Abstract

ABSTRACT This article examines one of the most fascinating dynamics within the foundation story of Ethiopia’s Royal Solomonic Dynasty, the Kebra Nagast (Glory of Kings), the metaphor that connects Mother Mary with the biblical Ark of the Covenant. Throughout the Kebra Nagast, it is written that just as the Ark served as the vehicle by which the Ten Commandments of the Law were given unto humanity, so too would Mary serve as the perfected and purified vehicle for Christ. The prominence of women such as Mary and Queen Makeda (the Queen of Sheba) in the theology and polity of Ethiopia is indicative of African traditions that have been described as matriarchal, matrilineal, dual-sex and matrifocal.
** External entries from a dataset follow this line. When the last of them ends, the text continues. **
PR #11704, opened 2022-01-21
FXA-4454 fix(auth): check for unique state on multiple results from Geocoding API

### LINKED ISSUE #11650: Cannot find a postal code for customer cus_KvJ5Br8b6qjbMI
https://sentry.prod.mozaws.net/operations/fxa-auth-prod/issues/17125290/?referrer=github_plugin

```
Cannot find a postal code for customer cus_KvJ5Br8b6qjbMI
```

Let's remove the customer ID from the message name, so Sentry groups these errors together. Right now they're all treated as separate events.

┆Issue is synchronized with this [Jira Task](https://mozilla-hub.atlassian.net/browse/FXA-4449)

### LINKED ISSUE #11661: [subplat] Update getStateFromZip to return unique State, even if Google returns multiple results
**Background**

Currently GoogleMapsService.getStateFromZip will throw an error if a unique result could not be found for the given postal code (zip) and country.

E.g. [Error: Could not find unique results. (10000, United States of America)](https://sentry.prod.mozaws.net/operations/fxa-auth-prod/issues/17036516/?referrer=slack)

**Requirements**

Update the getStateFromZip method, so that even if the results are not unique, as long as the State is unique, return the unique State value. This change requires the following changes.

* Filter results where the postal_code matches the input Postal Code (zip)
* Iterate over results and see if State is unique

┆Issue is synchronized with this [Jira Bug](https://mozilla-hub.atlassian.net/browse/FXA-4454)

biancadanforth:
Because:

* The Geocode API could return multiple address results for a given zipcode.
* Those results may have a unique state, so we shouldn't error until we've checked.

This commit:

* Checks for a unique state when multiple results are returned.

Closes #11661

----

Because:

* Sentry was treating each error as unique, when they should be grouped.

This commit:

* Removes the customer id from some Sentry error messages, so they can be correctly grouped.

Closes #11650

## Checklist

I'm fixing a small one-pointer in this same PR; each ticket has its own commit.

### DIFF
--- a/packages/fxa-auth-server/lib/google-maps-services.ts
+++ b/packages/fxa-auth-server/lib/google-maps-services.ts
@@ -64,8 +64,23 @@ export class GoogleMapsService {
     if (status === Status.ZERO_RESULTS)
       throw new Error(`Could not find any results for address. (${address})`);
 
-    if (results.length > 1)
-      throw new Error(`Could not find unique results. (${address})`);
+    if (results.length > 1) {
+      const stateShortNames = results.map(
+        (result) =>
+          result.address_components.find((addressComponent) =>
+            addressComponent.types.includes(
+              PlaceType2.administrative_area_level_1
+            )
+          )?.short_name
+      );
+      // Check if the state short names match for each result
+      const states = new Set(stateShortNames);
+      if (states.size === 1) {
+        return results[0];
+      } else {
+        throw new Error(`Could not find unique results. (${address})`);
+      }
+    }
 
     return results[0];
   }
--- a/packages/fxa-auth-server/lib/google-maps-services.ts
+++ b/packages/fxa-auth-server/lib/google-maps-services.ts
@@ -58,14 +58,24 @@ export class GoogleMapsService {
   /**
    * Retrieve a unique GeocodeResult for a given address.
    */
-  private async getOneGeocodeResult(address: string): Promise<GeocodeResult> {
+  private async getOneGeocodeResult(
+    address: string,
+    zip: string
+  ): Promise<GeocodeResult> {
     const { results, status } = await this.getGeocodeData(address);
 
     if (status === Status.ZERO_RESULTS)
       throw new Error(`Could not find any results for address. (${address})`);
 
     if (results.length > 1) {
-      const stateShortNames = results.map(
+      const resultsWithMatchingPostalCodes = results.filter((result) =>
+        result.address_components.some(
+          (addressComponent) =>
+            addressComponent.types.includes(PlaceType2.postal_code) &&
+            addressComponent.short_name === zip
+        )
+      );
+      const stateShortNames = resultsWithMatchingPostalCodes.map(
         (result) =>
           result.address_components.find((addressComponent) =>
             addressComponent.types.includes(
@@ -103,7 +113,7 @@ export class GoogleMapsService {
         );
 
       const { address_components: addressComponents } =
-        await this.getOneGeocodeResult(address);
+        await this.getOneGeocodeResult(address, zip);
 
       const state = addressComponents.find((address) =>
         address.types.includes(PlaceType2.administrative_area_level_1)
--- a/packages/fxa-auth-server/test/local/google-maps-services.js
+++ b/packages/fxa-auth-server/test/local/google-maps-services.js
@@ -12,6 +12,10 @@ const { GoogleMapsService } = require('../../lib/google-maps-services');
 const { default: Container } = require('typedi');
 const { AuthLogger, AppConfig } = require('../../lib/types');
 
+function deepCopy(object) {
+  return JSON.parse(JSON.stringify(object));
+}
+
 const geocodeResultMany = {
   data: {
     results: [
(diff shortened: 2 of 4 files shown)


packages/fxa-auth-server/lib/google-maps-services.ts
```diff
@@ -64,8 +64,23 @@ export class GoogleMapsService {
...
-      throw new Error(`Could not find unique results. (${address})`);
+    if (results.length > 1) {
+      const stateShortNames = results.map(
+        (result) =>
+          result.address_components.find((addressComponent) =>
+            addressComponent.types.includes(
+              PlaceType2.administrative_area_level_1
+            )
+          )?.short_name
+      );
```
biancadanforth, line 75: `Array.map` will guarantee that `stateShortNames` has the same length as `results`, so I don't check `if (results.length === stateShortNames.length) {...}`.

Also, it's possible a `result` may not have a state in any of its `addressComponents`, in which case the corresponding `stateShortNames` element will have a value of `undefined`.

Overall, for the 3 zipcodes I know return multiple `results` (10000, 42242 and 55868), none have every result with a state and every state matching, so all still yield error we were throwing before this patch. This means I have yet to find a valid zipcode where this change would make a difference.

packages/fxa-auth-server/test/local/google-maps-services.js
```diff
@@ -132,12 +136,34 @@ describe('GoogleMapsServices', () => {
...
+      );
+    });
+
+    it('Throws error if more than 1 result is returned with mismatching states', async () => {
+      const expectedMessage = 'Could not find unique results. (11111, Germany)';
+      googleClient.geocode = sinon.stub().resolves(geocodeResultMany);
 
       try {
-        await googleMapsServices.getStateFromZip('11111', 'Germany');
+        await googleMapsServices.getStateFromZip('11111', 'DE');
```
biancadanforth, line 166: Some of the edits look weird here, because I moved the previous "multiple `results`" test case up to be adjacent to the new test case.

While I'm here, I can update the arguments to be consistent if desired, but I don't think it matters for the error test cases in question.

biancadanforth (commented):
Added some additional context/notes in line.

For some perspective, I found only 28 unique instances of this error in the prod logs from FXA-4446 (see [comment](https://mozilla-hub.atlassian.net/browse/FXA-4446?focusedCommentId=502829)). Doing the math, this error comprises << 1% of all errors that prevented us from updating an address for an existing Stripe customer, so I don’t think it's worth spending a lot more time on.

packages/fxa-auth-server/lib/google-maps-services.ts
pdehaan: TIL a ZIP code can belong to multiple states! Neat!
https://stackoverflow.com/questions/12450960/find-zip-codes-associated-with-more-than-one-state/12451921
https://gis.stackexchange.com/questions/53918/determining-which-us-zipcodes-map-to-more-than-one-state-or-more-than-one-city

chenba: > TIL a ZIP code can belong to multiple states! Neat!
> 

Yes, neat, in the same way that working with time zones is neat.  😛

biancadanforth:
> (Github added me to the list of "reviewers" because I responded to a comment. Since I paired with Bianca, I'm not sure if I should be reviewing this PR. FWIW LGTM 😉)

Sorry about that Barry; I will add the Co-Authored-By line before merging. I'll wait to see if there's any more feedback first.

chenba:
> Sorry about that Barry; I will add the Co-Authored-By line before merging.

nah, no worries.

packages/fxa-auth-server/lib/google-maps-services.ts
```diff
@@ -64,8 +64,23 @@ export class GoogleMapsService {
     if (status === Status.ZERO_RESULTS)
       throw new Error(`Could not find any results for address. (${address})`);
 
-    if (results.length > 1)
-      throw new Error(`Could not find unique results. (${address})`);
+    if (results.length > 1) {
+      const stateShortNames = results.map(
```
StaberindeZA, line 68: Before `.map` could we also `.filter` on results where `PlaceType2.postal_code` actually equals the input postal code?

For example with postal code 10000 for the United States, none of the results returned actually have a `PlaceType2.postal_code` that equals 10000.

This was actually a bit of an oversight during initial implementation.

biancadanforth: Sure I changed this, though for the specific example of 10000, the result is the same (i.e. we throw an error anyway, since one of the `results` did not have a state in its `addressComponents` list).

packages/fxa-auth-server/lib/google-maps-services.ts
biancadanforth: FWIW I did find an example zip (in Canada) that this patch would fix: J5L 0A3.

packages/fxa-auth-server/lib/google-maps-services.ts
biancadanforth: So weird to get a result with a non-matching postal code...

StaberindeZA (approved):
LGTM, thank you.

These traditions explain the prominence of Mary and Makeda within Ethiopian Orthodox traditions, as an African matrifocality reaching from the Old to the New Testaments, with Queen Makeda serving as a prefiguration of Mother Mary. This matrifocality is informed by pre-Axumite archeological finds of female statues in northern Ethiopia, and the historical reigns of Egyptian Queen Mother Tiye, and the Lady Pharaoh Hatshepsut. This represents a retention of women-centered African values within Ethiopian Orthodox traditions. Values once prominent and shared throughout the Nile Valley.